Not all behavior is the same between running in a script or in the REPL.

Next, you should really give some more context, such that we can verify that the offending buf, ni, nj, nk, nl are actually local variables, and not global variables or captures (Core.Box) from lambdas / inner functions – that would be a very bad data race and explain your assertion failure.

(inner functions? lambdas? – sure, that’s what Threads.@threads does under the hood. Global variables? – loops outside of functions have weird scoping behavior that sometimes differs between REPL and script and between julia versions. Endless flamewars were had.)

I’ve attached a file in the post. You need to modify it a bit for the reproduction of the assertion error, though, by changing the tast_local_storage line into direct allocation, and performing the check after calling ccall.

Can you clean up your code to remove the macro mess?

There is no valid reason to have your main code live as a macro. As far as I understood you, your issue is that you can’t pass the C function name symbol as a parameter; you get around this by simply writing

FooLibCintWrap(buf, shells, atm, natoms, bas, nbas, env) =  ccall(
                               (:fooLibCintWrap, "libciint"), Cint,
                               (
                                   Ptr{Cdouble}, Ptr{Cint}, Ptr{Cint}, Cint, Ptr{Cint}, Cint, Ptr{Cdouble}, Ptr{Any}
                               ),
                               buf, shells, atm, natoms, bas, nbas, env, C_NULL)

and then passing that function as a parameter. If there are too many different symbols such that this single line would be copied too often, then you can use raw function pointers / libdl or macros to define them.

But really, maintaining a clear list of < 30 repetitive one-liners is less effort that doing macro shit.

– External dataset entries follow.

PR #6113, opened 2025-03-27
Make wellModelMatrixAdapter serial only

jakobtorben:
# Remove parallel functionality from WellModelMatrixAdapter

## Description
This PR simplifies the `WellModelMatrixAdapter` by removing its parallel/MPI-specific functionality, since parallel operations are now handled by `WellModelGhostLastMatrixAdapter`.

## Motivation
The parallel functionality in `WellModelMatrixAdapter` was redundant since `WellModelGhostLastMatrixAdapter` is now used for all parallel operations. This change simplifies the codebase by removing unused functionality and makes the intended usage of each adapter class clearer. This is also motivated by the ongoing work to get well operators into the GPUIstl framework, where this hybrid serial/parallel class was causing issues. Another option for keeping this functionality is to split this into a serial and a parallel version, but I did not want to introduce a new class that is not actually used.

### Test update
When testing this locally I noticed a test that is only run if a GPU is available, which was failing for me but has not been executed and failed on jenkins.

### DIFF
--- a/opm/simulators/linalg/FlexibleSolver_impl.hpp
+++ b/opm/simulators/linalg/FlexibleSolver_impl.hpp
@@ -277,7 +277,7 @@ using OBM = Dune::BCRSMatrix<Opm::MatrixBlock<Scalar, N, N>>;
 template<class Scalar, int N>
 using SeqOpM = Dune::MatrixAdapter<OBM<Scalar,N>, BV<Scalar,N>, BV<Scalar,N>>;
 template<class Scalar, int N>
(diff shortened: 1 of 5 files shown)


jakobtorben:
jenkins build this please

atgeirr (approved):

jakobtorben:
Good point, I did not think of that. But none of the other grids were using this in the current state. I don't have anything against adding this back in, but it needs to be one separate parallel version so we do not depend on the comm object in the serial version.

If it is this version you are referring to, then the attic would be the git history. Not sure if there have been other similar adapters or if there is an OPM attic I don't know about 😅

PR #6118, opened 2025-03-28
fix mech extractor

akva2:
Using .emplace() on vector is not a good idea. Compiler also doesn't want to use braced init for the struct for some reason, so resort to push_back().

### DIFF
--- a/opm/simulators/flow/OutputBlackoilModule.hpp
+++ b/opm/simulators/flow/OutputBlackoilModule.hpp
@@ -1544,35 +1544,36 @@ private:
 
         if constexpr (getPropValue<TypeTag, Properties::EnableMech>()) {
             if (this->mech_.allocated()) {
-                this->extractors_.emplace(
-                    [&mech = this->mech_,
-                     &model = simulator_.problem().geoMechModel()](const Context& ectx)
-                    {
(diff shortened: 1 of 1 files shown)


bska:
> Compiler also doesn't want to use braced init for the struct for some reason,

It will in C++20.  The [`Entry`](https://github.com/OPM/opm-simulators/blob/2150481ed62e808e7cd62642fa74117ad579eac3/opm/simulators/flow/OutputExtractor.hpp#L112) is a POD and, before C++20, `vector<>::emplace()`&ndash;did you mean `emplace_back()`&ndash;doesn't work with PODs.  It's really annoying, and it's the reason I sometimes add a banal constructor to my PODs.  The rules for aggregate initialisation change in C++20 and, as a side effect, these kinds of in-place construction operations now work.

akva2:
yeah, that's what i mean. there were two problem, first i had used emplace, which obviously was wrong. the second problem is what you're describing much better than me, ie, that it is a c++20-ism (i knew it had worked in other code i did!). i could add the ctor, but since it's only a single entry and only a one-per-timestep thing I just ate the push_back.

bska (approved):
I finally had the time to test this and it does what it says on the tin.  I'll merge into master.

PR #6119, opened 2025-03-28
Calculate original FIP by reading restart data for step 0

akva2:
Currently the FIP table data in the restart file is not understood, and this meant that the original FIP was had zero values in a restart run. This adds a workaround for this; On restart we first try to load data for step 0. If there, we can use this to generate the OIP.

Downstream of https://github.com/OPM/opm-common/pull/4545

### DIFF
--- a/opm/simulators/flow/EclWriter.hpp
+++ b/opm/simulators/flow/EclWriter.hpp
@@ -368,7 +368,7 @@ public:
 
         // We always calculate the initial fip values as it may be used by various
         // keywords in the Schedule, e.g. FIP=2 in RPTSCHED but no FIP in RPTSOL
-        const Inplace inplace = outputModule_->calc_initial_inplace(simulator_.gridView().comm());
+        outputModule_->calc_initial_inplace(simulator_.gridView().comm());
 
         // check if RPTSOL entry has FIP output
         const auto& fip = simulator_.vanguard().eclState().getEclipseConfig().fip();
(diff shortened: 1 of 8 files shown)


akva2:
jenkins build this opm-common=4545 please

akva2:
jenkins build this opm-common=4545 please

akva2:
jenkins build this opm-common=4545 please

opm/simulators/flow/EclWriter.hpp
```diff
@@ -649,26 +680,10 @@ class EclWriter : public EclGenericWriter<GetPropType<TypeTag, Properties::Grid>
...
-        // very wrong, as the run's intial volumes then correspond to the
-        // volumes at the restart time instead of the start of the base run.
-        // Nevertheless, this is how Flow has "always" done it.
-        //
-        // See GenericOutputBlackoilModule::accumulateRegionSums() for
-        // additional comments.
-        auto inplace = this->outputModule_
-            ->calc_inplace(miscSummaryData, regionData,
-                           this->simulator_.gridView().comm());
+        this->outputModule_->calc_initial_inplace(this->simulator_.gridView().comm());
```
bska, line 686: Maybe add a comment here to remind the reader that this call does nothing if the initial in-place volumes have already been calculated&ndash;i.e., from the T=0 values.

bska (commented):
Looks good to me.  I'd just like a little more context for the `calc_initial_inplace()` function call in `EclWriter<>::endRestart()`.

opm/simulators/flow/EclWriter.hpp
akva2: comment added.

akva2:
jenkins build this please

PR #670, opened 2024-12-11
feat(LogSheet): Update UI of log download links

### LINKED ISSUE #655: Log Viewer: full log downloads does't looks like downloadable. Improve UI to make it clear.

murilx:
- Added a new function `truncateUrl` used to truncate the URL in the log viewer
- Changed the title of the download log table to "Full logs"
- Changed the messaged of the QuerySwitcher to "Download your logs here"
- Changed the style of the log links, making their font size greater and their color blue with an underline hover effect

Closes #655 

## Visual Reference
Before
log_before

After
log_after


dashboard/src/lib/string.ts
```diff
@@ -8,3 +8,25 @@ export const truncateBigText = (
   text && text.length > maxTextLength
     ? text.slice(0, maxTextLength) + '...'
     : valueOrEmpty(text);
+
+export const truncateUrl = (
+  url: string | undefined,
+  domainLength = 50,
+  endPathLength = 20,
+): string => {
+  if ('parse' in URL && url) {
```
murilx, line 17: If 'parse' not in URL (meaning the browser does not support this) but url is not undefined, the function should call truncateBigText so that the URL is not shown unprocessed. Other solution would be to refactor this function to always use native/supported JS functions like split('/')

dashboard/src/lib/string.ts
```diff
@@ -8,3 +8,26 @@ export const truncateBigText = (
...
+  url: string | undefined,
+  domainLength = 50,
+  endPathLength = 20,
+): string => {
+  if (url) {
+    if (url.length <= domainLength + endPathLength) {
+      return url;
+    }
+    const protocolRe = /^\w+:\/\//;
+    const searchParamsRe = /\?.*$/;
```
WilsonNet, line 22:
```suggestion
    const protocolRegex = /^\w+:\/\//;
    const searchParamsRegex = /\?.*$/;
```

dashboard/src/lib/string.ts
```diff
@@ -8,3 +8,26 @@ export const truncateBigText = (
...
+    let replacedUrl = url.replace(protocolRe, '');
+    replacedUrl = replacedUrl.replace(searchParamsRe, '');
+    const splittedUrl = replacedUrl.split('/');
+    const hostname = splittedUrl[0];
```
WilsonNet, line 26:
```suggestion
    const hostname = splittedUrl[0] ?? '';
```

typescript strict mode doesn't check array index

dashboard/src/pages/TreeDetails/Tabs/LogSheet.tsx
```diff
@@ -202,7 +205,7 @@ export const LogSheet = ({
           skeletonClassname="h-[3rem]"
           customError={
             <div className="p-4 text-center">
-              This log url is not supported in the log viewer yet
+              You can download your logs here
```
WilsonNet, line 208: I now this wasn't on a message but please put this on a message

murilx: Completely forgot it, you are right

dashboard/src/lib/string.ts
murilx: I'm checking for undefined below

WilsonNet (approved):
Looks good, just some minor pointers

dashboard/src/lib/string.ts
```diff
@@ -8,3 +8,26 @@ export const truncateBigText = (
...
+  endPathLength = 20,
+): string => {
+  if (url) {
+    if (url.length <= domainLength + endPathLength) {
+      return url;
+    }
+    const protocolRegex = /^\w+:\/\//;
+    const searchParamsRegex = /\?.*$/;
+    let replacedUrl = url.replace(protocolRegex, '');
+    replacedUrl = replacedUrl.replace(searchParamsRegex, '');
```
Francisco2002, line 24:
```suggestion
    let replacedUrl = url.replace(protocolRegex, '').replace(searchParamsRegex, '');
```

Francisco2002 (approved):

dashboard/src/pages/TreeDetails/Tabs/LogSheet.tsx
```diff
@@ -202,7 +205,7 @@ export const LogSheet = ({
           skeletonClassname="h-[3rem]"
           customError={
             <div className="p-4 text-center">
-              This log url is not supported in the log viewer yet
+              <FormattedMessage id="logSheet.logQueryCustomError" />
```
MarceloRobert, line 208: This message is for the log downloader, I don't think we should change it to a download info here; maybe change it above in the place of "Index of"

MarceloRobert (approved):
Looks great

Issue #640, opened 2024-12-03
buildCommitGraph: some global filters aren't being applied


MarceloRobert:
The Hardware filter is not being applied to the build commit history graph.
Also make sure that the global filters are working in the commitHistoryGraph for the hardwareDetails page,

- [x] Refactor Query
- [x] Implement Filters
  - [x] Build Status
  - [x] Boot Status
  - [x] Test Status
  - [x] Configs
  - [x] Archs
  - [x] Compiler
  - [x] Hardware
  - [x] Build Duration
  - [x] Boots Duration
  - [x] Tests Duration

**Implemented in:**
- [x] TreeDetails
- [x] HardwareDetails

MarceloRobert:
For the hardwareDetails, the global filters are tracked by #600

MarceloRobert:
I didn't tag this as "Bug" since this isn't something breaking but rather something that wasn't implemented

PR #676, opened 2024-12-13
refactor: commit history chart

Francisco2002:
- remove builds, tests, boots counts CTE from query
- change the query to get the earliest commits
- compute count in python
- add filters in commit graph

Part of #640


backend/kernelCI_app/views/treeCommitsHistory.py
```diff
@@ -1,155 +1,285 @@
...
+            or (
+                len(self.filterTreeDetailsConfigs) > 0
+                and (config_name not in self.filterTreeDetailsConfigs)
+            )
+        ):
+            return False
+
+        return True
+
+    def _process_tests(self, row: Dict, commit_hash: str) -> None:
```
MarceloRobert, line 243: You don't need to pass `commit_hash` here since it is a field from `row`

backend/kernelCI_app/views/treeCommitsHistory.py
```diff
@@ -1,155 +1,285 @@
...
+                self._process_nonboots_count(
+                    row['test_status'] or "NULL",
+                    commit_hash,
+                    row['test_duration'],
+                    row['test_path']
+                )
 
-            if field != "environment_compatible":
-                self.filters_options[table]['filters'].append(clause)
+    def _process_builds(self, row: Dict, commit_hash: str) -> None:
```
MarceloRobert, line 263: ditto about `commit_hash` parameter

backend/kernelCI_app/views/treeCommitsHistory.py
```diff
@@ -1,155 +1,285 @@
...
+        if row["build_id"] is not None and row['build_id'] not in self.processed_builds:
+            self.processed_builds.add(row['build_id'])
+            self._process_builds_count(row["build_valid"], row['build_duration'], commit_hash)
 
-            if field in ["config_name", "architecture", "compiler", "environment_compatible"]:
-                self.filters_options['test']['filters'].append(clause)
-                self.filters_options['boot']['filters'].append(clause)
+    def _process_rows(self, rows: Dict) -> None:
+        rowsSanitize = self.sanitize_rows(rows)
```
MarceloRobert, line 269: use snake_case for variable names, `sanitized_rows` would also be a better name, in my opinion

backend/kernelCI_app/views/treeCommitsHistory.py
```diff
@@ -1,155 +1,285 @@
...
+        self.filterBootStatus = self.filterParams.filterBootStatus
+        self.filterTestStatus = self.filterParams.filterTestStatus
+        self.filterTreeDetailsConfigs = self.filterParams.filterConfigs
+        self.filterTreeDetailsCompiler = self.filterParams.filterCompiler
+        self.filterArchitecture = self.filterParams.filterArchitecture
+        self.filterHardware = self.filterParams.filterHardware
+        self.filterTestPath = self.filterParams.filterTestPath
+        self.filterBootPath = self.filterParams.filterBootPath
+        self.filterBuildValid = self.filterParams.filterBuildValid
+        self.filterIssues = self.filterParams.filterIssues
```
MarceloRobert, line 42: `self.filterIssues` is not being used, the commit graph is still not reacting to issue filters

backend/kernelCI_app/views/treeCommitsHistory.py
```diff
@@ -1,155 +1,285 @@
...
+                self.filterBuildDurationMin is not None and (
+                    toIntOrDefault(duration, 0) < self.filterBuildDurationMin
+                )
+            )
+        ):
+            return
+
+        label = 'null'
+        if build_valid is not None:
+            label = 'valid' if build_valid else 'invalid'
```
MarceloRobert, line 120: you could use `.lower()` as used above and used in the label for test status

backend/kernelCI_app/views/treeCommitsHistory.py
```diff
@@ -1,155 +1,241 @@
...
+        self.filterBuildDurationMax = self.filterParams.filterBuildDurationMax
+        self.filterBootStatus = self.filterParams.filterBootStatus
+        self.filterTestStatus = self.filterParams.filterTestStatus
+        self.filterTreeDetailsConfigs = self.filterParams.filterConfigs
+        self.filterTreeDetailsCompiler = self.filterParams.filterCompiler
+        self.filterArchitecture = self.filterParams.filterArchitecture
+        self.filterHardware = self.filterParams.filterHardware
+        self.filterTestPath = self.filterParams.filterTestPath
+        self.filterBootPath = self.filterParams.filterBootPath
+        self.filterBuildValid = self.filterParams.filterBuildValid
```
MarceloRobert, line 42: The issueFilter is still not being applied to the commitHistoryGraph, I think it can be done in this PR as well, can't it?

backend/kernelCI_app/utils.py
```diff
@@ -7,7 +7,7 @@
 
 DEFAULT_QUERY_TIME_INTERVAL = {"days": 7}
 UNKNOWN_STRING = "Unknown"
-NULL_STRINGS = set(["null", UNKNOWN_STRING, "NULL"])
+NULL_STRINGS = set(["null", "Unknown", "NULL"])
```
MarceloRobert: I don't see the reason for this change

backend/kernelCI_app/utils.py
MarceloRobert, line 1: I think the filtering functions would be better placed in /helpers/filters.py

Francisco2002 (commented):
The test table in hardware details isn't consistent with the layout

backend/kernelCI_app/views/treeCommitsHistory.py
```diff
@@ -79,60 +90,186 @@ def _init_commit_entry(self):
...
-            architecture = "Unknown"
-            compiler = "Unknown"
-            config_name = "Unknown"
-
-            if row['hardware_compatibles'] is not None:
-                hardware_compatible = row['hardware_compatibles'][0]
-            if row['architecture'] is not None:
-                architecture = row['architecture']
-            if row['compiler'] is not None:
-                compiler = row['architecture']
```
MarceloRobert: I didn't notice this was wrong before, well seen

backend/kernelCI_app/utils.py
```diff
@@ -318,3 +320,168 @@ def get_grouped_filters(self):
...
+            )
+        )
+
+    def is_record_filtered_out(
+            self, *,
+            hardwares: Optional[List[str]] = None,
+            architecture: Optional[str],
+            compiler: Optional[str],
+            config_name: Optional[str],
+            hasHardware=True
```
MarceloRobert, line 358: the `hasHardware` parameter isn't being used when called, I don't think these parameters should assume a default value

backend/kernelCI_app/utils.py
Francisco2002: done

WilsonNet (approved):
it worked on my tests except for hardware that is being limited by time, but there is a ticket for that

PR #684, opened 2024-12-16
feat: Remove default values from URL

### LINKED ISSUE #656: remove default values from URL

murilx:
- Added the search middleware `stripSearchParams` to remove search params with default values from the URL
- Changed `from` options to use route instead of index e.g from `/tree/$treeId/` to `/tree/$treeId`
- Added some default clauses to zod types to make the default values of search params be returned when they are stripped from the URL. Without this clause the returned value would be undefined

Closes #656 

Solved the bug that caused the revert where trying to use the table filter inside a build detail would cause a error message. Also solved a bug where trying to change the table filter from 'all' to any other after expanding a row in the tests table would cause the filter to not change.

### DIFF
--- a/dashboard/src/pages/BuildDetails/BuildDetails.tsx
+++ b/dashboard/src/pages/BuildDetails/BuildDetails.tsx
@@ -8,7 +8,10 @@ import {
   useRouterState,
 } from '@tanstack/react-router';
 
-import type { TestsTableFilter } from '@/types/tree/TreeDetails';
+import {
+  zTableFilterInfoDefault,
+  type TestsTableFilter,
+} from '@/types/tree/TreeDetails';
 import BuildDetails from '@/components/BuildDetails/BuildDetails';
 
 import { RedirectFrom } from '@/types/general';
@@ -40,8 +43,7 @@ const BuildDetailsPage = (): JSX.Element => {
           return {
             ...previousParams,
             tableFilter: {
-              bootsTable: previousParams.tableFilter.bootsTable,
-              buildsTable: previousParams.tableFilter.buildsTable,
+              ...(previousParams.tableFilter ?? zTableFilterInfoDefault),
               testsTable: filter,
             },
           };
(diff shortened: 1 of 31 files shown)


dashboard/src/pages/TreeBuildDetails/TreeBuildDetails.tsx
```diff
@@ -90,7 +97,7 @@ const TreeBuildDetails = (): JSX.Element => {
       buildId={buildId}
       breadcrumb={breadcrumbElement}
       onClickFilter={onClickFilter}
-      tableFilter={searchParams.tableFilter}
+      tableFilter={searchParams.tableFilter ?? zTableFilterInfoDefault}
```
MarceloRobert, line 100: is this needed? here you are using searchParams, not previousParams
also check this on the other files that have the same check, the other "...BuildDetails" files

dashboard/src/pages/BuildDetails/BuildDetails.tsx
```diff
@@ -40,8 +43,12 @@ const BuildDetailsPage = (): JSX.Element => {
...
             ...previousParams,
             tableFilter: {
-              bootsTable: previousParams.tableFilter.bootsTable,
-              buildsTable: previousParams.tableFilter.buildsTable,
+              bootsTable:
+                previousParams.tableFilter?.bootsTable ??
+                zTableFilterInfoDefault.bootsTable,
+              buildsTable:
+                previousParams.tableFilter?.buildsTable ??
+                zTableFilterInfoDefault.buildsTable,
```
MarceloRobert, line 51: On some other files (hardwareDetails boots and tests tabs and treeDetails boots tab), the change in the table filter is passed such as 
```
tableFilter: {
    ...previousParams.tableFilter,
    bootsTable: newFilter,
}
```
that way is a bit cleaner, you could change it to that format if they show the same behavior (which in my tests they do)

murilx: Done!

dashboard/src/pages/TreeBuildDetails/TreeBuildDetails.tsx
murilx: Even though this shouldn't be the case (since buildDetailsSearchSchema defines tableFilter and a default value to it) sometimes when changing the table filter this value can still be `undefined` and this was the bug we where facing where trying to change the table filter would cause the message error "something went wrong" to appear. For that reason, I added this verification

MarceloRobert (approved):
Made more tests now and it seems to be working, LGTM

WilsonNet (approved):
worked great on my tests

Issue #375, opened 2024-10-10
Add unit tests to the project


MarceloRobert:
As said by @WilsonNet on https://github.com/kernelci/dashboard/pull/367#discussion_r1795278918 , it would be interesting to add unit tests (with [Vitest](https://vitest.dev/)) to make sure functions like regexes work well and also for future use in the project.

PR #685, opened 2024-12-16
feat: Change query params serialization

### LINKED ISSUE #657: turn json objects into smaller serialized structure (keys into queries params)

murilx:
Uses query-string parse/stringify as the new serialization and deserialization methods ensuring a cleaner URL as stated in the URL proposal document.

Closes #657 

## Discussion
- Currently, I'm using the character '|' to flatten the elements, but it's a character that can be URI encoded, so maybe we should think of another one to avoid making the URL too 'messy'. The same goes for the comma that I'm using to separate array elements in the URL (treeIndexes up to now). 
- Check if the way the data is structured is good. Because of the object 'flattening', the URL has ended up being larger (since it repeats the name 'treeInfo' several times, for example). I decided to start with the 'query-string' library, and that's why this 'flattening' was necessary. Another solution would be to use jsurl2 or create our own stringify solution that follows a different logic and wouldn't need to repeat these names multiple times.

## How to test
Navigate through all the application and interact with the elements that change the query parameters, e.g. change tabs, add or remove filters (try both by clicking in the cards and in the modal), change the table filter. In the hardware details page, change the selected trees.  

### Backward compatibility
To test link backward compatibility just navigate to a page in `staging.dashboard.kernelci.org:9000` and change all of this to `localhost:5173`, keeping all the path and query parameters unchanged. 

### Unit tests
To execute unit tests:
- Install vitest by running `pnpm install`
- Run the tests with `pnpm test`

You can also download the [vitest vscode extension](https://marketplace.visualstudio.com/items?itemName=vitest.explorer) to run the tests from inside the IDE.

This addition of unit tests is part of #375

### DIFF
--- a/dashboard/package.json
+++ b/dashboard/package.json
@@ -50,6 +50,7 @@
     "date-fns": "^4.0.0",
     "eslint-import-resolver-typescript": "^3.6.3",
     "lucide-react": "^0.396.0",
+    "query-string": "^9.1.1",
     "react": "^18.3.1",
     "react-dom": "^18.3.1",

If the library is sprawling with 3000 different exported symbols and machine-readable documentation, then I recommend writing a tiny little tool that generates the source code for these wrapper functions, instead of macros.

I also strongly suggest putting the output of that generation into your git repo, but opinions on that differ.

Respectfully, that’s not a MWE, that is a whole program you’re in the middle of debugging. MWEs don’t ask people to make edits, and they omit as much dependencies, types, and methods as possible while demonstrating the particular issue. For example, if the libcint ccalls can be removed and still demonstrate incorrect buf issues (which requires an explicit example of wrong vs expected results, and as far as we know you’re witnessing adequately isolated tasks migrating to different threads) or the starker @assert length mismatch, it narrows down causes of the problem and makes it 10x easier for other people to run. Other unrelated issues should also be omitted; for example, taking a chunk of a multidimensional array like view(buf, 1:ni*nj*nk*nl) is usually a problem, but it’s not necessarily related to the issue at hand and may be supported by cint2e_sph anyway (though the documentation seems to contradict this).

Worth warning that this would also remove macro hygiene and thus variable scoping, so this has to be carefully done.